Ghosts Next Door

Ghosts Next Door
by Lopaka Kapanui

Sep 1, 2022

Dress 2022

 A speculative rumor said that the simple peasant dress belonged to a princess.

Which Princess it might have been was never specified, but the dress was found on a mannequin covered by a sheet in the very back of the museum. Fortunately, the space was temperature controlled, so the peasant dress appeared almost brand new. A tag was tied to a small loop beneath the neckline, which read, "Kamali'iwahine Ka..." Beyond that, the rest of the letters faded out. Nevertheless, the curator felt an affinity for the dress as if it were a long-lost friend. Strange that there could be such a feeling for an inanimate object, but it was so strong that the curator decided to pull up a chair, remove her laptop, and finish the rest of her work in the basement. She felt comfortable in the basement as if it were always her home. Most of the day passed until, finally, people in the museum began to inquire as to the location of the curator and where she might have gone. They searched the whole museum, even the basement. That is until the security detail was on a short break and retired to the garden. Then, finally, at the bottom of the sloping grass hill, they saw her sitting on a large lauhala mat with a book in her hands and the peasant dress on her body. Her usual mode of dress was a business suit which always gave people the impression that she was stuffy and unapproachable. Yet, there she sat, her hair let down and completely relaxed. Finally, the security detail returned with the museum's executive director, and they carefully descended the hill until the three stood over the curator. 

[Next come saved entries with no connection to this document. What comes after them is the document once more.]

PR #560, opened 2022-06-20
Support HTTP.jl 1.0

quinnj:


src/utilities/downloads_backend.jl
```diff
@@ -126,7 +124,7 @@ end
 
 function _http_response(req::Request, res::Downloads.Response; throw::Bool=true)
     response = HTTP.Response(
-        res.status, res.headers; body=body_was_streamed, request=nothing
+        res.status, res.headers; body=UInt8[], request=nothing
     )
```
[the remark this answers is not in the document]
quinnj: applied and pushed the suggestion manually as the github UI couldn't apply it

quinnj:
Oh, I just barely tagged GitHub.jl release w/ HTTP.jl 1.0, so we may need to wait 10-15 minutes until that release is public for things to work here.

src/utilities/request.jl
```diff
@@ -240,7 +235,6 @@ function _http_request(http_backend::HTTPBackend, request::Request, response_str
         # https://github.com/JuliaWeb/HTTP.jl/issues/382
         return isa(e, Sockets.DNSError) ||
                isa(e, HTTP.ParseError) ||
-               isa(e, HTTP.IOError) ||
```
iamed2, line 243: Shouldn't this stay in for HTTP 0.9?

src/utilities/request.jl
```diff
@@ -219,12 +214,12 @@ function _http_request(http_backend::HTTPBackend, request::Request, response_str
         buffer = Base.BufferStream()
 
         response = @mock HTTP.request(
-            http_stack,
             request.request_method,
             HTTP.URI(request.url),
             HTTP.mkheaders(request.headers),
             request.content;
-            require_ssl_verification=false,
```
iamed2, line 227: Does this change behaviour?

src/utilities/request.jl
```diff
@@ -200,11 +200,6 @@ end
 function _http_request(http_backend::HTTPBackend, request::Request, response_stream::IO)
     http_options = merge(http_backend.http_options, request.http_options)
 
-    # HTTP options such as `status_exception` need to be used when creating the stack
-    http_stack = HTTP.stack(;
-        redirect=false, retry=false, aws_authorization=false, http_options...
```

"Sharlene," the director said. "Have you been here the whole time? Everyone's been looking for you,"

"Yes," Sharlene confirmed. She patted the lauhala mat and looked up at the director and the security detail. "Come, sit down, you folks."

"Sharlene, we don't have time for this," the director sighed with impatience. "The Peabody people are here, and you're scheduled to give them a personal tour."

"Ah, you do it, Courtney," Sharlene replied. "You're much more personable than I am."

"Only you know the specifics of everything that's here, so c'mon, we have to get back," Courtney held her hand out to Sharlene to help her stand up so they could all leave.

"Meh, I don't want to," she shook her head. "That museum is an abomination. It belonged to a royal family, and instead of preserving it as it used to be, we barged in and made a mockery of their lives and ancestry. So this narrative of Western society saving the ancient Hawaiians from savagery is ridiculous! We're the savages; we've been the savages all along, not them."

It was clear to Courtney that something was terribly wrong. She'd been pushing Sharlene much too hard, and now, she's had a mental breakdown. Courtney instructed the security detail to remain with Sharlene and even sit on the mat with her while Courtney went back to her office to make a phone call. A short time later, Courtney returned with the police in tow. She intended to have Sharlene clear out her desk and locker while security and HPD watched. However, the scene she came upon when she returned to the bottom of the sloping hill confounded her. Charlene was sitting on the lauhala mat, surrounded by the security detail, dressed in wing-tip collared tuxedos. Their hair was slicked back, and they were all sipping from glasses filled with champagne. There was a strange buzz and crackling sound around Sharlene and the security detail. As the sound increased, the curator and the four security guards lost their color until they were completely black and white. Then, they disappeared.

Whatever the buzzing and crackling sound was, it left Courtney and the HPD officers sick and nauseous. Soon they fell to their knees, throwing up on the grass. When it was over and their heads cleared, they commiserated about how they would explain what just happened. That report was going to take a long time to put together. Otherwise, they would not say a word about it and act as if nothing had happened. It was never found out which Princess the peasant dress belonged to; whoever it was must have had a considerable amount of mana to transport a small group of people back in time.